On Monday, Venezuela’s oil minister said that the world was producing about 10% more oil than demand required and oil prices dropped. That isn’t news. That’s why oil prices are where they are.
The Algiers meeting (Opec informal meeting) is only a week away. Oil bears should be leery of new price support comments ahead of the gathering otherwise they wouldn’t be having one.
Will the wait be worth it?
Olympic opening ceremonies are a big deal. At least for the host country that spends tens of millions of tax receipts to showcase their nation, their culture and their artistic talents.

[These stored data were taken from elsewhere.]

Issue #5330, opened 2023-12-04
Bug: Forward Line Deletion deletes two rows


ivailop7:
Lexical version: 0.12.4

When doing CMD + Delete (keycode 46, available on full-size keyboards, not on macbook laptops), it triggers a DELETE_LINE_COMMAND which is a forward line deletion, and it deletes 2 lines instead of 1 and having the cursor at the start of the line. Backwards line deletion (CMD + Backspace, keycode 8) behaves correctly.
https://github.com/facebook/lexical/assets/7893468/a825fb21-6c96-410e-acff-2697294d7613

PR #5331, opened 2023-12-04
Fix forward line deletion

ivailop7:
Fix for: https://github.com/facebook/lexical/issues/5330
Before video inside the Issue.

After:
https://github.com/facebook/lexical/assets/7893468/41a46b60-5c5f-4531-8a2e-af3af767958b

It does delete line by line, low FPS in the recording shows as if it deletes 2 at once.
I'm fairly sure, I'm not solving this correctly. Because after the line deletion, the cursor should be at the start of the next line. Which is currently not the behaviour.

@zurfyx @fantactuka @acywatson I need your help here for a proper fix, since it's in the core.

### DIFF
--- a/packages/lexical/src/LexicalSelection.ts
+++ b/packages/lexical/src/LexicalSelection.ts
@@ -21,6 +21,7 @@ import {
   $isDecoratorNode,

In 1988, it was Seoul, South Korea’s turn to dazzle the world. They had big plans. The grand finale was the release of hundreds of doves to symbolise world peace and then the lighting of theOlympic Cauldron.
The big moment arrived. The doves were set free. The cauldron was lit. And then awe turned to “ick”. The doves flew into the flames.
And that brings us to Wednesday’s Federal Open Market Committee meeting. What will be the fate of those doves? Is Fed Governor Lael Brainard’s “new normal” the prevailing view at the FOMC?
On September 12, in Chicago, Brainard outlined five features of what she described as the “current economic landscape”. She concluded that “the costs to the economy of greater-than-expected strength in demand are likely to be lower than the costs of significant unexpected weakness.”
In her view, the Fed has all the tools it needs to respond to unexpected strength in the economy but if unexpected weakness arises, the tool kit is limited.
Financial markets agree with her assessment. There is only a 12% probability of a rate hike on Wednesday according to the CME FEDWatch tool.
Is the market view the right view?
The market is always right. Until its wrong. And when that happens the proverbial stinky stuff hits the whirling blades. Wednesday afternoon in New York, could be one of those days.
At least 88% of the market doesn’t believe that the Fed will raise the target range for Fed funds from a very low 0.25-0.50% to a very low 0.50-0.75%.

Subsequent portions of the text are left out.